I came here to vent.

And this would be an example of. . .assholishness?

He sent a thank you note when you think it wasn’t necessary, and for that you’re ridiculing him. Wow.

You may have come here to vent, but get a grip. If I had to pick who was the bigger asshole. . .I’d have a hard time.

Ok Cool, as I said very unprofessional of him. Vent away, just wanted to make sure there was an understanding of why he went off. (It obviously wasn’t needed)
I would guess from your description, he will exit the company on his own within the year.

Jim

Could be that you were just the straw that broke his camel’s back.

Our division’s holiday party is tomorrow. I’m on the party committee, being the guy who is going to provide the music. This afternoon, I was listening to a bitcast from a St. Louis radio station and noticed a woman yelling. She was all “fuck this” and “fuck that”, then I realize it was a co-worker across a cubicle wall from me and she was apparently going off because a fellow committee member dared talk about the party. I’m not sure exactly what went on but I suspect that he said something about those who didn’t pay (this is a catered party) should stay away from the food. This wasn’t the first time that a committee member mentioned such a thing.

The woman–I’m not sure who it was because I tried to tune it out–might have been D. D is the division’s complainer. Before we were allowed to have headphones, I had volunteered to bring in my Christmas CDs and play them on my computer. D complained, called my CDs “elevator music”–even though they spanned all genres–and once shut off the music because “nobody was listening.” The next year, I tried to appease her by buying more CDs but it didn’t work. She still complained. I got fed up, decided to pack up my CDs and let someone else take over.

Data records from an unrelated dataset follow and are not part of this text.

PR #339, opened 2026-07-17
Release canonical evaluator patches

leoromanovsky:
## Motivation

PR #275 moved the canonical UFC evaluator behavior and fixture coverage into `@datadog/flagging-core`. The shared core package and both consumers need coordinated patch releases so Node.js and browser users receive the corrected evaluation reasons and malformed-configuration handling.

## Changes

- Bump `@datadog/flagging-core` from `2.0.0` to `2.0.1`.
- Bump `@datadog/openfeature-browser` from `1.2.3` to `1.2.4`.
- Bump `@datadog/openfeature-node-server` from `2.0.0` to `2.0.1`.
- Pin both consumers to the exact `@datadog/flagging-core@2.0.1` version and update the lockfile.
- Document the canonical evaluator fixes and shared fixture coverage in the changelog.

## Decisions

- Release all three affected packages because the implementation lives in core and internal package dependencies are intentionally exact.
- Keep independent package versions and tags rather than creating a unified version.
- After merge, publish in dependency order: core, browser, then Node.js.

## Validation

- `bash scripts/internal-deps-validate.sh`
- `bash scripts/versions-validate.sh`
- `yarn licenses:validate`
- `yarn lint`
- `yarn format:check`
- `BUILD_MODE=release yarn build`
- `yarn typecheck` (after the core declaration build)
- `yarn test` (457 tests across 22 suites)
- `yarn test:browser-install`
- `yarn test:node-install` (7/7 consumer checks)
- `yarn test:node-install:with-of` (7/7 consumer checks)
- `yarn lerna run pack --stream`

All validation ran with Node.js 24.16.0, matching the repository's Node 24 CI target.

### DIFF
--- a/CHANGELOG.md
+++ b/CHANGELOG.md
@@ -6,6 +6,16 @@
 
 ---
 
+## @datadog/flagging-core@2.0.1, @datadog/openfeature-browser@1.2.4, @datadog/openfeature-node-server@2.0.1
+
+**Bug Fixes:**
+
+- Align shared UFC evaluation reasons and malformed-configuration isolation with the canonical cross-SDK fixtures ([#275](https://github.com/DataDog/openfeature-js-client/pull/275)) [BROWSER] [NODE-SERVER]
+
+**Internal Changes:**
+
+- Source evaluator regression coverage from `DataDog/ffe-system-test-data` ([#275](https://github.com/DataDog/openfeature-js-client/pull/275)) [BROWSER] [NODE-SERVER]
+
 ## @datadog/flagging-core@2.0.0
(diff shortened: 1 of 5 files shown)


typotter (approved):
LGTM++

We'll need to rip out the legacy lerna.json and related scripts at some point now that we've moved well past the synced versioning.

sameerank (approved):
If you create tags on this branch, please remember to use the merge and not squash so that lerna can still find the last commit with the tag

https://github.com/DataDog/openfeature-js-client/pull/315/changes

Earlier this year, I was given a supervisory duty, which involves data entry work being randomly sent to me to check for errors. If I find errors, I make a note of the errors and send the document back to whoever was reponsible for it. D is a data entry clerk–when she’s not goofing off by being on the phone or surfing lottery websites for the next number to play. When she found out what I was doing, she complained, threatened to go to he boss (who gave me this duty in the first place), then the Union. I told her to go right ahead and that I’m going to keep reviewing data entry work until I hear otherwise. It’s been about 9 months and I still haven’t heard otherwise.

Today, whoever it was going “fuck this”, “fuck that”, “nobody wants to go to the party 'cause they’re all motherfuckers”, etc. did so for quite a while, even after one of the supervisors came by to see what all the noise was about.

You never can tell with people this time of year. Anything will set 'em off, even a simple holiday party that won’t take place until the next day, and they won’t care who’s listening.

I don’t think it was the thank you note. He invited himself to their lunch.

Is anybody else picturing the socially awkward co-worker as Dwight Shrute from “The Office?”

I read it as he was planning to go there with someone else, and the rest of the work group suggested it as a place for lunch after that, so he spoke up and mentioned his plans. The OP doesn’t provide further details about whether he invited himself or invited the group to eat with them or what. “He invited himself to their lunch” is not apparent in the post, to me at least.